_What is expected_. Pick out each line of the records that includes the string "setting", and copy it.

_Provided records_.
PR #1613, opened 2019-04-09
Add methods for setting file timestamps

### LINKED ISSUE #1079: File timestamp 0 breaks Spring WebMVCs static resource resolving

### LINKED ISSUE #1607: Add methods to jib-core to allow setting timestamps of files on container
We should probably have a method that just takes a timestamp and applies it to all the files, e.g.:

`JibContainerBuilder#setFileCreationTime(Instant creationTime)`

as well as method that takes a function that can be used to calculate the timestamp on a per-file basis:

`JibContainerBuilder#setFileCreationTime(Function<Path, Instant> creationTime)`

From #1079

TadCordle:
Adds overloads for `LayerConfiguration.Builder#addEntryRecursive` that take providers for file permissions/file modification timestamps to apply permissions and timestamps on a per-file basis.

Fixes #1607.


jib-core/src/main/java/com/google/cloud/tools/jib/configuration/BuildConfiguration.java
```diff
@@ -58,6 +61,8 @@
     @Nullable private Path baseImageLayersCacheDirectory;
     private boolean allowInsecureRegistries = false;
     private ImmutableList<LayerConfiguration> layerConfigurations = ImmutableList.of();
+    private Function<AbsoluteUnixPath, Instant> fileTimestampProvider =
+        ignored -> Instant.ofEpochMilli(1000);
```
loosebazooka: Wonder if this should be an explicit provider implementation? I can't remember who mentioned this, but it was that the default was somewhere in code rather than set in the api? But maybe it doesn't matter so much if it's configurable (and documented).

jib-core/src/test/java/com/google/cloud/tools/jib/image/ReproducibleLayerBuilderTest.java
```diff
@@ -106,7 +106,8 @@ public void testBuild() throws URISyntaxException, IOException {
                 .addEntry(blobA, AbsoluteUnixPath.get("/extract/here/apple/blobA"))
                 .addEntry(blobA, AbsoluteUnixPath.get("/extract/here/banana/blobA"))
                 .build()
-                .getLayerEntries());
+                .getLayerEntries(),
```
loosebazooka: Would be nice to have a test where we set it to something that is not the default?

jib-core/src/main/java/com/google/cloud/tools/jib/frontend/TimestampProvider.java
```diff
@@ -0,0 +1,36 @@
...
+ */
+
+package com.google.cloud.tools.jib.frontend;
+
+import com.google.cloud.tools.jib.filesystem.AbsoluteUnixPath;
+import java.time.Instant;
+
+/** Provides a timestamp given a file's extraction path. */
+@FunctionalInterface
+public interface TimestampProvider {
```
chanseokoh: This accepts `AbsoluateUnixPath`, so how about `FileTimestampProvider`?

chanseokoh:
> I think we want to use a provider rather than single value, so `Function<Path,Instant>`

The PR uses a provider (effectively `Function<AbsoluteUnixPath, Instant`), if you haven't noticed.

jib-core/src/main/java/com/google/cloud/tools/jib/configuration/LayerConfiguration.java
```diff
@@ -70,29 +70,6 @@ public Builder addEntry(Path sourceFile, AbsoluteUnixPath pathInContainer) {
...
-     * @param sourceFile the source file to add to the layer
-     * @param pathInContainer the path in the container file system corresponding to the {@code
-     *     sourceFile}
-     * @param permissions the file permissions on the container. If null, then default permissions
-     *     are used (644 for files, 755 for directories)
-     * @param lastModified the modification time of the file
-     * @return this
-     * @see Builder#addEntry(Path, AbsoluteUnixPath)
-     */
-    public Builder addEntry(
```
briandealwis: I don't think we should get rid of this.

briandealwis:
Weird — I must have somehow looking from an earlier commit.  This current state looks way better.  But I think we should use this provider to provide defaults which can still be explicitly over-ridden in addEntry(...).

TadCordle:
If we do allow setting a timestamp provider on a per-`LayerEntry` basis, I wonder if we even need the `AbsoluteUnixPath` argument in the provider anymore?

jib-core/src/main/java/com/google/cloud/tools/jib/configuration/LayerConfiguration.java
TadCordle: Yeah, I think I'll change things from the current `BuildConfiguration` approach to allow configuring different providers on `LayerConfiguration`. That said, I assume this should probably take a `FileTimestampProvider` instead of a `long`.

jib-core/src/main/java/com/google/cloud/tools/jib/configuration/LayerConfiguration.java
```diff
@@ -103,12 +99,17 @@ public Builder addEntry(
...
      * @return this
      * @see Builder#addEntry(Path, AbsoluteUnixPath)
      */
     public Builder addEntry(
-        Path sourceFile, AbsoluteUnixPath pathInContainer, @Nullable FilePermissions permissions) {
-      return addEntry(sourceFile, pathInContainer, permissions, 1000);
+        Path sourceFile,
+        AbsoluteUnixPath pathInContainer,
+        @Nullable FilePermissions permissions,
+        FileTimestampProvider lastModified) {
```
chanseokoh: As @TadCordle pointed out, considering that `addEntry()` is to add a single file to the layer, it can be confusing from the user perspective that `lastModified` is a function from `Path` to `Instant`. We should clearly document the function is to take the source path. However, it still seems unintuitive given that you are adding a single file and you can always determine the timestamp at the time of using this API. In the end, the function will always get the `sourceFile` parameter being passed here; the function is not for determining timestamps for many different files. Such function will make sense at a higher level when the user is passing multiple files. @briandealwis WDYT?

TadCordle: I kinda agree, having a provider overcomplicates things a bit in this case since the timestamp can just be determined when the files are added to the `LayerConfiguration`. I could see it being more useful for something like `addEntryRecursive` where you can't set the timestamp of each individual file; maybe an overload or two for `addEntryRecursive` that take a timestamp/file permission provider would be more useful, and the non-recursive `addEntry` should just take an `Instant`.

briandealwis: I agree: a provider seems a burden.  But I do like @TadCordle's use of `Instant` over a long, though maybe we should take both to avoid unnecessary API breakage.  Maybe deprecate the variant with a long?

TadCordle: It would only change `LayerEntry`, which isn't intended to be an API class. So I don't think we need to deprecate anything for now.

briandealwis: We have an `Builder.addEntry()` that takes a long that [you're proposing to remove a bit above](https://github.com/GoogleContainerTools/jib/pull/1613/files#diff-fcb2b167686b2e075cb5149f1862e28eL87)

briandealwis: I wonder if we wouldn't be better extracting `addEntryRecursive` into a separate walker that calls `addEntry`.

jib-core/src/main/java/com/google/cloud/tools/jib/frontend/FileTimestampProvider.java
```diff
@@ -0,0 +1,36 @@
...
+  /** A provider that returns Epoch + 1 second for all files. */
+  FileTimestampProvider DEFAULT = ignored -> Instant.ofEpochSecond(1);
+
+  /**
+   * Returns the modification timestamp to apply to a file on the container.
+   *
+   * @param sourcePath the source path of the file to be added to the container.
+   * @return the timestamp
+   */
+  Instant generateTimestamp(Path sourcePath);
```
briandealwis: Is _generate_ the right word here?  _get_?  Maybe even just _timestamp(Path)_?

jib-core/src/main/java/com/google/cloud/tools/jib/image/LayerEntry.java
```diff
@@ -40,7 +41,7 @@
   private final Path sourceFile;
   private final AbsoluteUnixPath extractionPath;
   private final FilePermissions permissions;
-  private final long lastModifiedTime;
+  private final FileTimestampProvider modifiedTimeProvider;
```
briandealwis: This should remain either `long` or (better) `Instant` — no need to have a provider here.

TadCordle: If we only have file timestamp specification on individual files, I don't even think we need this interface anymore. If we use it for `addEntryRecursive`, I think just using `Function` would be more self-documenting.

TadCordle:
Sorry to keep changing this so much. Trying this now:

* `addEntry` may take a single `FilePermission` and `Instant`
* `addEntryRecursive` may take a `Function` that determines the permissions/timestamp on a per-file basis

jib-core/src/main/java/com/google/cloud/tools/jib/configuration/LayerConfiguration.java
```diff
@@ -128,13 +137,67 @@ public Builder addEntry(
...
+    /**
+     * Adds an entry to the layer. If the source file is a directory, the directory and its contents
+     * will be added recursively.
+     *
+     * @param sourceFile the source file to add to the layer recursively
+     * @param pathInContainer the path in the container file system corresponding to the {@code
+     *     sourceFile}
+     * @param filePermissionProvider a provider that takes a source file and returns the file
+     *     permissions that should be set when it is added to the container
+     * @param fileTimestampProvider a provider that takes a source file and returns the file
```
chanseokoh: I think these functions should act on pathInContainer, not sourceFile. For example, you want to put a lot files in a source directory recursively and you want to set an executable bit only on a few script files. Our plugin configurations take the same approach. With the per-sourceFile way, you end up having to set an executable bit on every file under the directory.

TadCordle: Decided to take both source and destination, since both may be useful (e.g. our default permissions provider needs to check if the source is a file or folder to give 644 and 755 respectively).

jib-core/src/main/java/com/google/cloud/tools/jib/configuration/LayerConfiguration.java
```diff
@@ -80,17 +82,12 @@ public Builder addEntry(Path sourceFile, AbsoluteUnixPath pathInContainer) {
...
      * @see Builder#addEntry(Path, AbsoluteUnixPath)
      */
     public Builder addEntry(
-        Path sourceFile,
-        AbsoluteUnixPath pathInContainer,
-        @Nullable FilePermissions permissions,
-        long lastModified) {
-      layerEntries.add(new LayerEntry(sourceFile, pathInContainer, permissions, lastModified));
-      return this;
+        Path sourceFile, AbsoluteUnixPath pathInContainer, @Nullable FilePermissions permissions) {
```
chanseokoh: This leaves us

`.addEntry(Path, AbsoluteUnixPath, @Nullable FilePermissions)`
`.addEntry(Path, AbsoluteUnixPath, @Nullable FilePermissions, Instant)`

where `@Nullable` means using the default. OTOH, you removed `@Nullable` from `LayerEntry`, leaving us

`LayerEntry(Path, AbsoluteUnixPath)`
`LayerEntry(Path, AbsoluteUnixPath, FilePermissions)`
`LayerEntry(Path, AbsoluteUnixPath, FilePermissions, Instant)`.

That is, the pattern is not consistent, so how about removing `@Nullable` and add `addEntry(Path, AbsoluteUnixPath)`? One downside of removing `@Nullable` is that the user will continue to pass a null after upgrading jib-core and get into trouble, but since we are not GA, I think this is fine.

That said, we should be conscious to have a consistent pattern involving `@Nullable` for default values.

jib-plugins-common/src/main/java/com/google/cloud/tools/jib/plugins/common/JavaContainerBuilderHelper.java
```diff
@@ -53,8 +53,12 @@ public static LayerConfiguration extraDirectoryLayerConfiguration(
             localPath -> {
               AbsoluteUnixPath pathOnContainer =
                   AbsoluteUnixPath.get("/").resolve(extraDirectory.relativize(localPath));
-              builder.addEntry(
-                  localPath, pathOnContainer, extraDirectoryPermissions.get(pathOnContainer));
+              FilePermissions permissions = extraDirectoryPermissions.get(pathOnContainer);
```
chanseokoh: See if it is trivial to make this return `Optional` in this PR.

jib-core/src/main/java/com/google/cloud/tools/jib/image/LayerEntry.java
```diff
@@ -88,18 +88,43 @@ public LayerEntry(
...
 
   /**
    * Returns the modification time of the file in the entry.
    *
    * @return the modification time
    */
-  public long getLastModifiedTime() {
-    return lastModifiedTime;
+  public Instant getLastModifiedTime() {
+    return modifiedTime;
```
chanseokoh: nit: `modifiedTime`, `lastModified`, and `lastModifiedTime` are used throughout, so let's try to be consistent. I think "modification time" in Javadocs is OK though.

jib-core/src/main/java/com/google/cloud/tools/jib/configuration/LayerConfiguration.java
```diff
@@ -80,17 +84,14 @@ public Builder addEntry(Path sourceFile, AbsoluteUnixPath pathInContainer) {
...
      */
     public Builder addEntry(
-        Path sourceFile,
-        AbsoluteUnixPath pathInContainer,
-        @Nullable FilePermissions permissions,
-        long lastModified) {
-      layerEntries.add(new LayerEntry(sourceFile, pathInContainer, permissions, lastModified));
-      return this;
+        Path sourceFile, AbsoluteUnixPath pathInContainer, FilePermissions permissions) {
+      return addEntry(sourceFile, pathInContainer, permissions, Instant.ofEpochSecond(1));
```
chanseokoh: I think `LayerEntry.DEFAULT_FILE_TIMESTAMP_PROVIDER.apply(sourceFile, pathInContainer)` is better than `Instant.ofEpochSecond(1)` in the long run.

jib-plugins-common/src/main/java/com/google/cloud/tools/jib/plugins/common/JavaContainerBuilderHelper.java
TadCordle: Do you mean this line should be `Optional<FilePermissions> permissions = ...`, or do you mean something else?

chanseokoh: Yeah, sorry, I meant `Optional<FilePermissions> permissions = ...`.

chanseokoh: Never mind. I didn't realize this is just a map.

jib-core/src/main/java/com/google/cloud/tools/jib/configuration/LayerConfiguration.java
```diff
@@ -78,19 +82,20 @@ public Builder addEntry(Path sourceFile, AbsoluteUnixPath pathInContainer) {
      * @param sourceFile the source file to add to the layer
      * @param pathInContainer the path in the container file system corresponding to the {@code
      *     sourceFile}
-     * @param permissions the file permissions on the container. If null, then default permissions
-     *     are used (644 for files, 755 for directories)
-     * @param lastModified the modification time of the file
+     * @param permissions the file permissions on the container (Defaults to 644 for files, 755 for
```
chanseokoh: nit: sorry, I should have said the entire part of "Defaults to 644 ..." doesn't make much sense, because callers are always giving explicit `permissions`. There's no way to use defaults since null is not acceptable. Perhaps move this Javadoc about default permissions to the method above that doesn't take `permissions`.

jib-core/src/main/java/com/google/cloud/tools/jib/configuration/LayerConfiguration.java
```diff
@@ -101,14 +106,21 @@ public Builder addEntry(
      * @param sourceFile the source file to add to the layer
      * @param pathInContainer the path in the container file system corresponding to the {@code
      *     sourceFile}
-     * @param permissions the file permissions on the container. If null, then default permissions
-     *     are used (644 for files, 755 for directories)
+     * @param permissions the file permissions on the container (Defaults to 644 for files, 755 for
```
chanseokoh: ditto

PR #2914, opened 2024-08-21
Fix flacky UserPage test

EMaksy:
# Description

Long Ci runs may cause some timing issues in the UserPage test. Adding [waitFor](https://testing-library.com/docs/dom-testing-library/api-async/#waitfor) should help.

## How was this tested?

Run locally multiple times, let's rerun it some times in the whole ci.
After running the ci 5 times, no more errors.


arbulu89 (approved):
Perfect!
Appreciated

PR #2915, opened 2024-08-22
Move `<Pagination>` component to dedicated folder

balanza:
# Description

Move the component to a dedicated folder so it has a dedicated test and storybook. This will help for future improvements on the component.


assets/js/common/Pagination/Pagination.test.jsx
```diff
@@ -0,0 +1,74 @@
...
+        itemsPerPageOptions={[10, 20, 50]}
+        onSelect={noop}
+        onChangeItemsPerPage={onChangeItemsPerPage}
+      />
+    );
+
+    await act(() => user.click(screen.getByText('10')));
+    await act(() => user.click(screen.getByText('20')));
+
+    expect(onChangeItemsPerPage).toHaveBeenCalledWith(20);
```
jamie-suse, line 72: I was just reading the earlier tests and I would think that keeping with that style we would loop through selecting all `itemsPerPageOptions` options? What do you think?

jamie-suse (approved):

assets/js/common/Pagination/Pagination.test.jsx
balanza: Sure, done in https://github.com/trento-project/web/pull/2915/commits/8547d4bc949cdc3a274df7125d0f5850e26825fe

PR #2916, opened 2024-08-22
Fix patches for packages' request too long

dottorblaster:
This PR orthogonally applies two optimization in order to:

- Make things actually work;
- Reduce the load on the SUSE Manager instance linked to Trento.

The first optimization is about chunking the list of packages to request the current patches for, since otherwise the URI for the corresponding GET request becomes really massive and in the end the HTTP client just throws an error.

The second optimization is about just requesting patches for packages that a user is actually viewing, dramatically reducing the number of HTTP requests. A new callback called `onPageChange` was added to the `Table` component to achieve this.

## Testing
Jest tests added.

### DIFF
--- a/assets/js/common/Table/Table.jsx
+++ b/assets/js/common/Table/Table.jsx
@@ -2,6 +2,8 @@
 
 import React, { useState, useEffect } from 'react';
 import classNames from 'classnames';
+import { noop } from 'lodash';
+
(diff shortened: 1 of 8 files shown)


dottorblaster:
@janvhs I thought the same and I hit this the hard way instead

https://developer.mozilla.org/en-US/docs/Web/HTTP/Status/414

_Task output_.
Add methods for setting file timestamps
### LINKED ISSUE #1607: Add methods to jib-core to allow setting timestamps of files on container
If we do allow setting a timestamp provider on a per-`LayerEntry` basis, I wonder if we even need the `AbsoluteUnixPath` argument in the provider anymore?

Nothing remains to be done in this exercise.